W zasadzie można by to uznać za prowokację przeciw rządowi PiS. Bank BZ WBK, do niedawna kierowany przez obecnego wicepremiera Mateusza Morawickiego, ogłosił właśnie spore zmiany w cenniku. Są one ważne nie tylko dlatego, że to jedna z największych instytucji finansowych w Polsce, więc wielu mniejszych graczy może naśladować jej działania. BZ WBK pokazuje, że nie ma już dzisiaj tematów tabu, a banki mogą sięgnąć do kieszeni klientów w każdy sposób.
Bank, którego właścicielem jest hiszpański Santander, wkrótce każe sobie płacić za samo prowadzenie konta oszczędnościowego. W ten sposób dołączy do PKO BP i kilku mniejszych instytucji, które już stosują takie praktyki. W rzeczywistości oznacza to, że kto na koncie oszczędnościowym ma stosunkowo niewiele pieniędzy, ten będzie co miesiąc tracił, bo bardzo niskie odsetki nie pokryją opłaty za prowadzenie takiego rachunku. Może się więc paradoksalnie okazać, że lepiej oszczędności trzymać na zwykłym, nieoprocentowanym ROR niż na koncie – nomen omen – oszczędnościowym.

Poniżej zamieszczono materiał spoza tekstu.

Issue #1015, opened 2025-06-19
Allow setting an org address (organization feature)


Klakurka:
When set, automatically fill in the 'Customer Address' in the `Create Invoice` dialog.

PR #1023, opened 2025-07-14
feat: org address

lissavxo:
Related to #1015 

Description
---
Added address to organization

Test plan
---
Open the dashboard, go to account, check address config

### DIFF
--- a/services/organizationService.ts
+++ b/services/organizationService.ts
@@ -13,7 +13,8 @@ export async function createOrganization ({ creatorId, name }: CreateOrganizatio
         connect: {
           id: creatorId
         }
-      }
+      },
+      address: ''
     }
   })
 }
@@ -80,12 +81,14 @@ export async function updateOrganization ({ userId, name, address }: UpdateOrgan
     throw new Error(RESPONSE_MESSAGES.USER_HAS_NO_ORGANIZATION_400.message)
   }
 
+  const updateData: Partial<Organization> = {}
+
+  if (name !== undefined && name !== '') updateData.name = name
+  if (address !== undefined && address !== '') updateData.address = address
+
   return await prisma.organization.update({
     where: { id: organization.id },
-    data: {
-      ...(name !== undefined || name === '' ? { name } : {}),
-      ...(address !== undefined || address === '' ? { address } : {})
-    }
+    data: updateData
   })
 }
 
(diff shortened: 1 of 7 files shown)


lissavxo:
> * Let's jus keep it to a name for now on the initial creation
> 
> image - What's going on w/ this cancel button?... image

Fixed

Klakurka (changes requested):
Did you forget to push something?

- Still have the address input showing on the initial creation form.
- The Cancel button is still weird. The Update and Cancel buttons should be sized and positioned like we do on the dialogs.

services/organizationService.ts
```diff
@@ -82,7 +82,10 @@ export async function updateOrganization ({ userId, name }: UpdateOrganizationIn
 
   return await prisma.organization.update({
     where: { id: organization.id },
-    data: { name }
+    data: {
+      ...(name !== undefined || name === '' ? { name } : {}),
```
chedieck, line 86: Very hard to read, and I think that's why it's wrong — should be `name !== ''`, not `name === ''`. Same thing for the address in the line below. In any case, there are more readable ways to write this logic, such as:

```
const updateData: Partial<Organization> = {}

if (name !== undefined && name !== '') updateData.name = name
if (address !== undefined && address !== '') updateData.address = address

return await prisma.organization.update({
  where: { id: organization.id },
  data: updateData,
})

```

utils/validators.ts
```diff
@@ -513,10 +515,11 @@ export const parseJoinOrganizationPOSTRequest = function (params: JoinOrganizati
 
 export const parseUpdateOrganizationPUTRequest = function (params: UpdateOrganizationPUTParameters): UpdateOrganizationInput {
   if (params.userId === '' || params.userId === undefined) throw new Error(RESPONSE_MESSAGES.USER_ID_NOT_PROVIDED_400.message)
-  if (params.name === '' || params.name === undefined) throw new Error(RESPONSE_MESSAGES.ORGANIZATION_NAME_NOT_PROVIDED_400.message)
+  if ((params.name === '' || params.name === undefined) && (params.address === '' || params.address === undefined)) throw new Error(RESPONSE_MESSAGES.ORGANIZATION_MISSING_PARAMS_400.message)
```
chedieck, line 518: Just a nitpick, but this error name "ORGANIZATION_MISSING_PARAMS_400" leads one to believe  that the organization itself is missing these, better if it was something like `MISSING_PARAMS_TO_UPDATE_ORGANIZATION_400`

chedieck (changes requested):

Klakurka (approved):

chedieck (approved):

PR #1033, opened 2025-08-07
New ChronikService tests

Klakurka:
Fixed potential Chronik service hashing bug with unexpected decodeCashAddress return type, added tests.

Related to #918.

Test plan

Na tym nie koniec złych wiadomości. Zagrożony jest też inny fundament polskiej bankowości – bezpłatne przelewy internetowe. Żeby zlecić taki przelew na nowy numer rachunku, trzeba transakcję potwierdzić kodem jednorazowym, najczęściej wysyłanym esemesem. Jednak w BZ WBK tylko pięć pierwszych takich esemesów w miesiącu pozostanie bezpłatnych. Oznacza to w praktyce, że bank kuchennymi drzwiami wprowadza prowizję za przelewy internetowe. Dotknie ona osoby, które zlecają ich dość dużo i do różnych odbiorców. To prawdziwa rewolucja, bo do tej pory byliśmy przyzwyczajeni do nielimitowanych darmowych przelewów internetowych. Banki zachęcały wręcz do używania haseł esemesowych, a nie papierowych, bo były one bezpłatne.